DATA PROVIDED START

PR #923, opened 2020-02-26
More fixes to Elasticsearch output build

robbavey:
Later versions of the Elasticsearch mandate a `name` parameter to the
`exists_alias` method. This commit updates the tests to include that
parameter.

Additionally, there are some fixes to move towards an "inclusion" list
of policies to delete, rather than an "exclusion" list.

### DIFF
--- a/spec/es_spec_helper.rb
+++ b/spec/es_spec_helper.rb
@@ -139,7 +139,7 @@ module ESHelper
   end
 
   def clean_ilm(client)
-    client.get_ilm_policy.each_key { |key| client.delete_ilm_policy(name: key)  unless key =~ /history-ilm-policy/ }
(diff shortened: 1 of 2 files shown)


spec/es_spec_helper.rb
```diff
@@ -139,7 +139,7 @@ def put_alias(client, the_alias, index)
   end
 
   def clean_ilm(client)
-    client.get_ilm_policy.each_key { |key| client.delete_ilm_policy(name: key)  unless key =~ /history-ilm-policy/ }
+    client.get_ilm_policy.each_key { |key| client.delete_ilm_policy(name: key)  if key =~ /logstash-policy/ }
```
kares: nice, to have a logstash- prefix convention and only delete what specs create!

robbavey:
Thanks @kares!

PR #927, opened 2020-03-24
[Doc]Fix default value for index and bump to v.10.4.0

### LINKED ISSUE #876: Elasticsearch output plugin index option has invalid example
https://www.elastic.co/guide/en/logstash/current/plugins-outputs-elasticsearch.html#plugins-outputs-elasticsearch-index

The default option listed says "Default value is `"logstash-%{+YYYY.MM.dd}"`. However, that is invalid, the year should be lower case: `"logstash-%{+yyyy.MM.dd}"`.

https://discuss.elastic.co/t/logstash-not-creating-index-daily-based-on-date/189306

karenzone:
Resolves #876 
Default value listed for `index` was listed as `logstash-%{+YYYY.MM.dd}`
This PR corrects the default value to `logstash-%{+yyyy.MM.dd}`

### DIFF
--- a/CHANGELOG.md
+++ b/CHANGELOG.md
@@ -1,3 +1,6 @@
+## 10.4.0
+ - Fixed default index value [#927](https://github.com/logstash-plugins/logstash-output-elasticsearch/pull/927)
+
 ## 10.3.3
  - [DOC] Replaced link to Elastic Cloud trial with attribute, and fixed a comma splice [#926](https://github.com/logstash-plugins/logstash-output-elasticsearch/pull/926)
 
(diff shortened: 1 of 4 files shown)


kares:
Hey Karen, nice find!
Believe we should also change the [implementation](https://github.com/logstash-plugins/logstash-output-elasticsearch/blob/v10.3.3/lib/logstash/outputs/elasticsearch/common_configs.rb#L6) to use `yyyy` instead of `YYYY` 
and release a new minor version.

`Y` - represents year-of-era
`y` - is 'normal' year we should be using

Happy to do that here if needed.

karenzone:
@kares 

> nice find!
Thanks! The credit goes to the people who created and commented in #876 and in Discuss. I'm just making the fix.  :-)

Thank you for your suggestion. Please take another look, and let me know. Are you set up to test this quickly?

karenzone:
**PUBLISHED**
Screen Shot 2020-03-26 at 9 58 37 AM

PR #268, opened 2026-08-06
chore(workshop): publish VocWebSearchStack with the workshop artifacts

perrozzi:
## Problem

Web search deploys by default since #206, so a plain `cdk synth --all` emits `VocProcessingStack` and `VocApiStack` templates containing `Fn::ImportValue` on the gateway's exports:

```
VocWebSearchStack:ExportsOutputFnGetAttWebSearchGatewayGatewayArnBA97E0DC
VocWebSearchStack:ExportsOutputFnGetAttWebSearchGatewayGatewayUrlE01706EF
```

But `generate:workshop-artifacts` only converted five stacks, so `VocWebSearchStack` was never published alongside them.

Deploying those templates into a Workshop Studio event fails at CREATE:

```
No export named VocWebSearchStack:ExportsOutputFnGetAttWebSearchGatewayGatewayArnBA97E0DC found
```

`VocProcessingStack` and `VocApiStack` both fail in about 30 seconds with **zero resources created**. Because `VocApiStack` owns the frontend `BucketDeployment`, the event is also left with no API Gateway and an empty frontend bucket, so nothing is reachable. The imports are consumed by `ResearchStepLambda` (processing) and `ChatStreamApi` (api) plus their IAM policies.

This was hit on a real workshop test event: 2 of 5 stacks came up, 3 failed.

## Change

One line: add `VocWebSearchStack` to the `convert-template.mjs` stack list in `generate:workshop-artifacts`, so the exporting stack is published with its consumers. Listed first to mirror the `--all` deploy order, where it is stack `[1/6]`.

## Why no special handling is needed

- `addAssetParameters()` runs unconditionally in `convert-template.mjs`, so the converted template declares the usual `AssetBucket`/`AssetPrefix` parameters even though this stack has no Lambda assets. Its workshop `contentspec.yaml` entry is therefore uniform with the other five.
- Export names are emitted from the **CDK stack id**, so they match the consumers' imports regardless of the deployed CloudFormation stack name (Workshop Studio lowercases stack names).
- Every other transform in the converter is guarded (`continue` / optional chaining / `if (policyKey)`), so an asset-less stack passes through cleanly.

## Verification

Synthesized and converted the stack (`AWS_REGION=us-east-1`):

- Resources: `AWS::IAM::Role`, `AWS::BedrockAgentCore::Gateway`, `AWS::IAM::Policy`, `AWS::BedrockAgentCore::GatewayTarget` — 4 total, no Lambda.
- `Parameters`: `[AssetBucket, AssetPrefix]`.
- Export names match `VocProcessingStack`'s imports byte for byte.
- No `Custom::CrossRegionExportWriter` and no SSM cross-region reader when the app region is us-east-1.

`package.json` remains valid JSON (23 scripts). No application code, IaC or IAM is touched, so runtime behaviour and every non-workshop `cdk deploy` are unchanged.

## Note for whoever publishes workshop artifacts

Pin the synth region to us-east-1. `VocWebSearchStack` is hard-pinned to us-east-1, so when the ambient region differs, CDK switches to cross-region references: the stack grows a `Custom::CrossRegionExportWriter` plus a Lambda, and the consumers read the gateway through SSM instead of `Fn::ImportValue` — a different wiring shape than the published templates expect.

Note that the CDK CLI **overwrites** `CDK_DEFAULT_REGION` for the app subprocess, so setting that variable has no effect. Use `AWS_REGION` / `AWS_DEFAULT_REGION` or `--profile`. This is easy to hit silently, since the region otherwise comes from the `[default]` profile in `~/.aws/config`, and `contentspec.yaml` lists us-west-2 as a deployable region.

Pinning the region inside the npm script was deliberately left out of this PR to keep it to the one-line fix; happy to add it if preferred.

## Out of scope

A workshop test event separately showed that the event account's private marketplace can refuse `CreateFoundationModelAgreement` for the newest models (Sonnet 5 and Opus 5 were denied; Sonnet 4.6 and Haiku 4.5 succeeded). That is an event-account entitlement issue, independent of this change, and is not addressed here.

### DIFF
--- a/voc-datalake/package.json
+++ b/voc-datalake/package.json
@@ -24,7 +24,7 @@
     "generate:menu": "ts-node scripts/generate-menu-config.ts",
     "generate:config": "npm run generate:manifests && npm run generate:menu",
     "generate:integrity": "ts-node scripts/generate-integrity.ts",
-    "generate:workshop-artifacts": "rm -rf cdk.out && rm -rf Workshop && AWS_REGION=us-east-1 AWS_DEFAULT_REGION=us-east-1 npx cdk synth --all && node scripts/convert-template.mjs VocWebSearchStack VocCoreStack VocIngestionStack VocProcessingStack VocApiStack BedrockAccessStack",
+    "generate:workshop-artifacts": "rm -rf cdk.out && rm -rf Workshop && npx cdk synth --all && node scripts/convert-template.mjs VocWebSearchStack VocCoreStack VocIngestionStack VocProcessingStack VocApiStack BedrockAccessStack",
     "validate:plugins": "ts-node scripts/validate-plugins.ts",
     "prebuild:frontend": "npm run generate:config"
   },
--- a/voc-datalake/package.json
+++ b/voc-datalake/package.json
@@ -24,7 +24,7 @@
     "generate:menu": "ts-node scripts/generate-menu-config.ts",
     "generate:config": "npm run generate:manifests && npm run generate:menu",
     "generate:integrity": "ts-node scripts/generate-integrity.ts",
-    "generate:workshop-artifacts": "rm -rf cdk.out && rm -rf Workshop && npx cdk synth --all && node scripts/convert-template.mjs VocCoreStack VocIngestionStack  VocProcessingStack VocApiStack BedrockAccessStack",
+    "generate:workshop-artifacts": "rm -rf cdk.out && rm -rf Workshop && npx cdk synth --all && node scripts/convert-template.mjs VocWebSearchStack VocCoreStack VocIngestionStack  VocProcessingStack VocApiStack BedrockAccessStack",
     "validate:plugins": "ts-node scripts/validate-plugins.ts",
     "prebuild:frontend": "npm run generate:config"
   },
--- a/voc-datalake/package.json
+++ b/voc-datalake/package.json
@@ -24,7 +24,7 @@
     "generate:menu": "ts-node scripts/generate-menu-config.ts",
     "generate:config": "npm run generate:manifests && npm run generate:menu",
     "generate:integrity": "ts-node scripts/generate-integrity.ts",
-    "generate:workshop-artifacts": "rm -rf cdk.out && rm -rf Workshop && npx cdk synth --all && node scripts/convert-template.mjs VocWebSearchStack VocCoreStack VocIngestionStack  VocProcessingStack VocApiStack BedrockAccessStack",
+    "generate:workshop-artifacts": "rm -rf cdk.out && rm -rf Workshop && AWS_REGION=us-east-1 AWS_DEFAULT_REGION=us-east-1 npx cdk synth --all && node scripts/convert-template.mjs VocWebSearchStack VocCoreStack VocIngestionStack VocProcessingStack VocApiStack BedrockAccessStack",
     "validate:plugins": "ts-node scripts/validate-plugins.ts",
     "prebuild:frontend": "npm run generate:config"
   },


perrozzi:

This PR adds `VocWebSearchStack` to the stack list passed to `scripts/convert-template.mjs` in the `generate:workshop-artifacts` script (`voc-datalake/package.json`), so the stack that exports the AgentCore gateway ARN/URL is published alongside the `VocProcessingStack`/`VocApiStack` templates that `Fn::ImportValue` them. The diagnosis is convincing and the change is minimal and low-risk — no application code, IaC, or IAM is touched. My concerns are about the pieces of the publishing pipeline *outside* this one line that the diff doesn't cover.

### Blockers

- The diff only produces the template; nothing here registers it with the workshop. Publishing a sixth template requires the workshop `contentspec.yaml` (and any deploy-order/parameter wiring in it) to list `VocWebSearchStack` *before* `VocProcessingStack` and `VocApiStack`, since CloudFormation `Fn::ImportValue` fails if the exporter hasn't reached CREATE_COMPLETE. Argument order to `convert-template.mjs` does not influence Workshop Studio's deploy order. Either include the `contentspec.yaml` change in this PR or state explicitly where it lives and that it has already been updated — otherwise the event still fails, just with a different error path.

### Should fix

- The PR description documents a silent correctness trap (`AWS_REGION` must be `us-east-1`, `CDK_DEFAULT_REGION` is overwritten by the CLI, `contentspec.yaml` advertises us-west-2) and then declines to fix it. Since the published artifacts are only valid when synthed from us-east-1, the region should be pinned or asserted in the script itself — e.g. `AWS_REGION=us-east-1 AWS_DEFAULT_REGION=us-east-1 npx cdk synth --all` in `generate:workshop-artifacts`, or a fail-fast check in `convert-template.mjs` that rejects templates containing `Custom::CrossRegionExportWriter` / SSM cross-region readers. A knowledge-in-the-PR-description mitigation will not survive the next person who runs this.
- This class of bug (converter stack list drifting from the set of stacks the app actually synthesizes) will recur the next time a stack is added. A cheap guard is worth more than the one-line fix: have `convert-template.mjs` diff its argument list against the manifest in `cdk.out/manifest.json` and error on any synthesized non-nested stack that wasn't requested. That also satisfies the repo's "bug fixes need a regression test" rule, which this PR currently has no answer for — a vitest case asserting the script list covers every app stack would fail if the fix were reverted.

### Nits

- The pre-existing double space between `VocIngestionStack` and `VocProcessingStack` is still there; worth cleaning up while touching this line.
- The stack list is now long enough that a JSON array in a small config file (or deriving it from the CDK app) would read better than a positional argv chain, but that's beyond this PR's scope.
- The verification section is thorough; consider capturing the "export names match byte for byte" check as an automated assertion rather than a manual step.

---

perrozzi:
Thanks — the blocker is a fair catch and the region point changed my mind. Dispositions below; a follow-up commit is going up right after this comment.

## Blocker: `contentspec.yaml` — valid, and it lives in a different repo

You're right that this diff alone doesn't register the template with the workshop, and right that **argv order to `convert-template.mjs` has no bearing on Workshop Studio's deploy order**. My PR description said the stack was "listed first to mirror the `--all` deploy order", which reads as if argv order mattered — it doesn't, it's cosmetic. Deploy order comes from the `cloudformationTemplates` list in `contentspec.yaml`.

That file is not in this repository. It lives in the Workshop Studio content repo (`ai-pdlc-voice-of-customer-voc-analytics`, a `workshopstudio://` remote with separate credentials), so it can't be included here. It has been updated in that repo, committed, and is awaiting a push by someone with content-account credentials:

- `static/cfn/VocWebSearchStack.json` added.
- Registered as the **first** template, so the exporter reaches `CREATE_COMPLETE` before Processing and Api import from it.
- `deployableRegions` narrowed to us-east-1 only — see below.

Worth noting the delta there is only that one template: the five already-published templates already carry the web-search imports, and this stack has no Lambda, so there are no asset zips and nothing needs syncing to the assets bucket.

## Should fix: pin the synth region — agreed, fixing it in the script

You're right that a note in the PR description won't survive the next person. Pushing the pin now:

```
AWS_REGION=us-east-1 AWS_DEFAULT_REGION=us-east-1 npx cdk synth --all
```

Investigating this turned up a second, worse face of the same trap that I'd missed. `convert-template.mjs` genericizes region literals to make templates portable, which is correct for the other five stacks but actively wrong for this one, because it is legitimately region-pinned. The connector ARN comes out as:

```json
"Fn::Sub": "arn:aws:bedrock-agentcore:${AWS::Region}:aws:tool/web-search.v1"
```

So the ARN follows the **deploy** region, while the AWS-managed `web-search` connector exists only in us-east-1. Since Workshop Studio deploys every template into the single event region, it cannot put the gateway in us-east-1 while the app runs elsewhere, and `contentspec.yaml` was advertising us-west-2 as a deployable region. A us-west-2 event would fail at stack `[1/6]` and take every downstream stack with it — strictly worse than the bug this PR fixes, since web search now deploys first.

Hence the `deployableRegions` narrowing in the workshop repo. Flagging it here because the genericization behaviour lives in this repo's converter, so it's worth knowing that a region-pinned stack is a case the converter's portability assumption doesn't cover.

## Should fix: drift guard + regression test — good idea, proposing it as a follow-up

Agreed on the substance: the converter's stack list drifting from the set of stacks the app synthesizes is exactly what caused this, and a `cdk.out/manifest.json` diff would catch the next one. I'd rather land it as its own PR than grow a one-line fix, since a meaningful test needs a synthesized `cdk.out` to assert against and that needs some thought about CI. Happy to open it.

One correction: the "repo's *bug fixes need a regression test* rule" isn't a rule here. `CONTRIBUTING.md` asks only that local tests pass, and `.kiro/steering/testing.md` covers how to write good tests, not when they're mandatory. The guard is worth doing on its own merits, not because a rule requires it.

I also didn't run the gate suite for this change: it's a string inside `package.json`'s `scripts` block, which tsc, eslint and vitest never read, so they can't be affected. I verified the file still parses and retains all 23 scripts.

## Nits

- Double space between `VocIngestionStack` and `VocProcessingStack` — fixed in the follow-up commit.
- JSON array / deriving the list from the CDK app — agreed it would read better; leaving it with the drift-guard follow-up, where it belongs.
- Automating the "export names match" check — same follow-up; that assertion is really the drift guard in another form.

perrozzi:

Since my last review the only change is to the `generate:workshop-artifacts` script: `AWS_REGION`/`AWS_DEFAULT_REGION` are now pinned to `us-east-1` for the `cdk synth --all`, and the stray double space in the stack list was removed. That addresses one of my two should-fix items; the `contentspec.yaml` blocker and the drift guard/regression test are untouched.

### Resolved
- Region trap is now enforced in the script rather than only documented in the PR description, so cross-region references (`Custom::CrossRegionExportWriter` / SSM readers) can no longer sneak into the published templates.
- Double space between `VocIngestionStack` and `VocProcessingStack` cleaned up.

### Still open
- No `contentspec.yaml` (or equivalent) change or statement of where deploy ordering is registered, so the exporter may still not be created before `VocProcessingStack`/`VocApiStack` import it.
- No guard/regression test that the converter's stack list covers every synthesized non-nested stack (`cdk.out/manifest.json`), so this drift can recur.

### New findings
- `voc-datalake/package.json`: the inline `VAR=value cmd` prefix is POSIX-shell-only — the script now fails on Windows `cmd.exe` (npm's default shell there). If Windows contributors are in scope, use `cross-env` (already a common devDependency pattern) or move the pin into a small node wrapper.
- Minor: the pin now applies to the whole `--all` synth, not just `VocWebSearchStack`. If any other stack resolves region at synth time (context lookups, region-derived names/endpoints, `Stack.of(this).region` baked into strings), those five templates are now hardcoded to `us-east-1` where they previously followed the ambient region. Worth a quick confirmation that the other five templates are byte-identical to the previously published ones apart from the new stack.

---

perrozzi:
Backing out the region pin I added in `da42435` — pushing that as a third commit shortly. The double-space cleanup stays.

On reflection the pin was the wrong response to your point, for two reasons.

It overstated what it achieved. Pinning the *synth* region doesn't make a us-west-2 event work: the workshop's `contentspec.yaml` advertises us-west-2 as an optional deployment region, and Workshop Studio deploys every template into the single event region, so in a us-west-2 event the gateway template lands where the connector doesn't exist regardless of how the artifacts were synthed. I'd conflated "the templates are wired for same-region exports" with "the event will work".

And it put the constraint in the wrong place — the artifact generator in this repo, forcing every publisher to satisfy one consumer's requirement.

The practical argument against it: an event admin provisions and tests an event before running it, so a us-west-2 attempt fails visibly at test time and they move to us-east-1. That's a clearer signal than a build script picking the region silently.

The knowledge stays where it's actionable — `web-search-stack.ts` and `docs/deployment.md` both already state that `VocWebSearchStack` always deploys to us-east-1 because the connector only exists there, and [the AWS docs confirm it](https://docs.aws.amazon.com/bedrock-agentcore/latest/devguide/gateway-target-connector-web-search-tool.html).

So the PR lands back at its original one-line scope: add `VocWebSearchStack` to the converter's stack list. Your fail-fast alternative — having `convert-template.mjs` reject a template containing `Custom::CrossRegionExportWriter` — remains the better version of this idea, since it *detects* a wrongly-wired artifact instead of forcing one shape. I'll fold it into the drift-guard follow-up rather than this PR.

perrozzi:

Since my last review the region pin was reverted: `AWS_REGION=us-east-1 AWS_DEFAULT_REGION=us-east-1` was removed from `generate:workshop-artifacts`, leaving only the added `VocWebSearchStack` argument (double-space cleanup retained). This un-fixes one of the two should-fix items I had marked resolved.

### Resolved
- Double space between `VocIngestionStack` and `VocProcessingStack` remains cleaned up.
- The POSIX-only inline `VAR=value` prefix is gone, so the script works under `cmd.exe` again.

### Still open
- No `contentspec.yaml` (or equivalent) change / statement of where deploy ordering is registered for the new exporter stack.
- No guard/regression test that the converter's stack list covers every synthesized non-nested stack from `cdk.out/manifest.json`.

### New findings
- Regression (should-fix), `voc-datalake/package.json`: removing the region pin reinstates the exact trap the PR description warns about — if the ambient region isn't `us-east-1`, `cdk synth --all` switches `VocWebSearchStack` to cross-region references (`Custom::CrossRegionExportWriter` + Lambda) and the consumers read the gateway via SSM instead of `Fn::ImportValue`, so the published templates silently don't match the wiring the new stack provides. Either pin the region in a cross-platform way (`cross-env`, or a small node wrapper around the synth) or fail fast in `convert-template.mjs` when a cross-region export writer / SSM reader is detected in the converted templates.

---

DATA PROVIDED END

**ABOUT THIS TASK:**
Within the data above, the lines from the one with "- The pre-existing" to the one with "## Should fix: pin" must be repeated exactly; no other line belongs in the answer.

**RESULT OF THE EXERCISE:**
- The pre-existing double space between `VocIngestionStack` and `VocProcessingStack` is still there; worth cleaning up while touching this line.
- The stack list is now long enough that a JSON array in a small config file (or deriving it from the CDK app) would read better than a positional argv chain, but that's beyond this PR's scope.
- The verification section is thorough; consider capturing the "export names match byte for byte" check as an automated assertion rather than a manual step.

---

perrozzi:
Thanks — the blocker is a fair catch and the region point changed my mind. Dispositions below; a follow-up commit is going up right after this comment.

## Blocker: `contentspec.yaml` — valid, and it lives in a different repo

You're right that this diff alone doesn't register the template with the workshop, and right that **argv order to `convert-template.mjs` has no bearing on Workshop Studio's deploy order**. My PR description said the stack was "listed first to mirror the `--all` deploy order", which reads as if argv order mattered — it doesn't, it's cosmetic. Deploy order comes from the `cloudformationTemplates` list in `contentspec.yaml`.

That file is not in this repository. It lives in the Workshop Studio content repo (`ai-pdlc-voice-of-customer-voc-analytics`, a `workshopstudio://` remote with separate credentials), so it can't be included here. It has been updated in that repo, committed, and is awaiting a push by someone with content-account credentials:

- `static/cfn/VocWebSearchStack.json` added.
- Registered as the **first** template, so the exporter reaches `CREATE_COMPLETE` before Processing and Api import from it.
- `deployableRegions` narrowed to us-east-1 only — see below.

Worth noting the delta there is only that one template: the five already-published templates already carry the web-search imports, and this stack has no Lambda, so there are no asset zips and nothing needs syncing to the assets bucket.

## Should fix: pin the synth region — agreed, fixing it in the script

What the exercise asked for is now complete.